Government proposals to reduce mental health benefits for an estimated 96,000 federal employes and their dependents have caused an angry stir among Washington-area psychiatrists and their patients, who argue the cutbacks would discriminate against a class of health-care receivers and have repercussions in the mental health field as a whole.
The Office of Personnel Management has been in secret negotiations with several health-care insurers for months. But it is the agency's private talks with Blue Cross/Blue Shield, the largest provider of health-insurance coverage for government workers, that are arousing concern in the psychiatric community.
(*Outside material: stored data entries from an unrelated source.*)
PR #653, opened 2022-01-28
:sparkles: Add XValidations CRD marker for KEP-2876 support.

benluddy:
This allows generation of the x-kubernetes-validations extension for
expression-based validation rules.


benluddy:
> @benluddy: PR needs rebase.

:+1:

pkg/crd/testdata/cronjob_types.go
```diff
@@ -187,7 +187,12 @@ type CronJobSpec struct {
 
 	// This tests that both unexported and exported inline fields are not skipped in the schema generation
 	unexportedStruct `json:",inline"`
-	ExportedStruct `json:",inline"`
+	ExportedStruct   `json:",inline"`
+
+	// Test of the expression-based validation rule marker, with optional message.
+	// +kubebuilder:validation:XValidation:rule="self.size() % 2 == 0",message="must have even length"
+	// +kubebuilder:validation:XValidation:rule="true"
```
alvaroaleman, line 194: Is there any way for us to check if the `rule` contains a valid expression?

benluddy: It might be practical to check that the expression is at least _syntactically_ valid at generation time, but that would mean taking a dependency on a CEL parser.

The validity of a given expression depends simultaneously on the structure of the CEL expression itself and on where it sits within the schema, so it's complex enough that I'd be wary of rejecting a CRD at generation time that the API would have accepted.

Maybe we can revisit this question once x-k8s-validations graduates to beta (~1.25)?

alvaroaleman: Yeah, by "valid expression" I meant syntastically valid, if it is also semantically valid is likely hard to tell and probably error prone. Deferring for now sgtm.

alvaroaleman (approved):

PR #655, opened 2022-02-03
:seedling: Update cronjob_types.go go:generate invocation and re-generate.

benluddy:
This invocation now requires ignoreUnexportedFields=true. Regenerating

The psychiatrists say they have heard from Blue Cross/Blue Shield and OPM sources that the two parties are about to sign off on a plan that would limit outpatient therapy visits to 50 a year and require patients to pay 50 percent of the cost per visit, an out-of-pocket increase of 67 percent over what they now pay and 133 percent over what they paid in 1979.
Assuming a standard therapy visit of $60, this would mean the Blue Cross/Blue Shield plan would pay only $30 of the patient's bill compared to $42 it pays now, under a 70/30 arrangement, and the $48 it paid two years ago when the plan paid 80 percent of the cost.
Health benefits for hospitalized mentally ill patients, many of whom are juveniles, would be even more severely curtailed, according to psychiatrists, who say they have learned that coverage will be limited to 60 days a year. The reductions, they said, would also have a disproportionate impact on all patients receiving intensive analysis.
Neither OPM nor Blue Cross/Blue Shield, prohibited by law from discussing the negotiations, would talk about the health-care proposal except to say its details are still being worked out.
Blue Cross/Blue Shield provides health insurance for about 51 percent of the total federal work force, including about 746,000 area employes and their family members. Nationally, the insurance firm estimates that more than 96,000 federal workers and their dependents claimed benefits for emotional and mental health treatment in 1980, including more than 20,000 in the Washington area. An employe's share of the premium costs here for high option, family coverage is now about $60 a month.
The outcry from psychiatrists and patients has put both OPM and the health-insurance provider on the defensive, particularly since the psychiatrists are warning that the cuts could ultimately affect psychiatric benefits for the military and private employes.
"If we tried to provide the same level of benefits in 1982 as we do now, it would cost the government another half-billion dollars, and this is not exactly the year to go over to the White House and ask for that," said OPM spokesman Pat Korten.
Korten said health-care benefits for its workers cost the government $2.25 billion this year, the total paid out under 120 plans in the Federal Employe Health Benefits Program. The government, he noted, contributes an average of two-thirds toward the premium costs of the various plans, compared to the full premium costs usually assumed by private-sector employers.
OPM, in court over its attempts to eliminate abortion coverage for federal workers, is trying to trim health-benefit costs, said Korten, who denies the agency is singling out psychiatric care. He said the actual proposal to cut mental health benefits came from Blue Cross/Blue Shield when all the health plans were sent back to the drawing board.
But Jim Hook, director of technical services for Blue Cross/Blue Shield, said both parties will sign the coverage contract when it is ready and both parties have a say on its contents.
"It's a negotiation," he said, "and any particular benefits you want to talk about are wide open."
Right now, however, the psychiatrists and their patients -- aided by support from the American Medical Association -- are doing almost all the public talking.
"We think the decision is arbitrary, capricious and discriminatory," said Dr. Melvin Sabshin, medical director of the American Psychiatric Association, who charged yesterday that the secrecy surrounding the decision-making has denied the psychiatric community a chance to express its concerns.
Noting that health plans continue to pick up 80 percent of the cost of other health-care treatments, Sabshin suggested that "if OPM and the insurance carriers need to reduce benefits, why do they single out one group? Why don't they look at other benefits, too?"
Dr. Harold Eist, president of the Washington Psychiatric Society, said cuts would be "devastating to patients."
But he conceded as well the economic impact the cuts would have on psychiatrists. Blue Cross/Blue Shield provides about one-third of all psychiatric insurance for the region.
"The battle the psychiatric society is generating is primarily for the patients, but physicians would be suicidal if they didn't have enlightened self-interest," Eist said.
Last June, during congressional hearings on government health-care benefits, Rep. Michael D. Barnes (D-Md.) said that lower grade federal employes would be hurt the worst by cuts in mental-health benefits. He said 26 percent of those receiving mental-health care in the area are below the GS 9 level.
But more affluent federal workers and their families, including a father who has spent $20,000 of his own money on hospitalization for two sons, said in interviews they might lose or have to curtail treatment if health benefits are cut.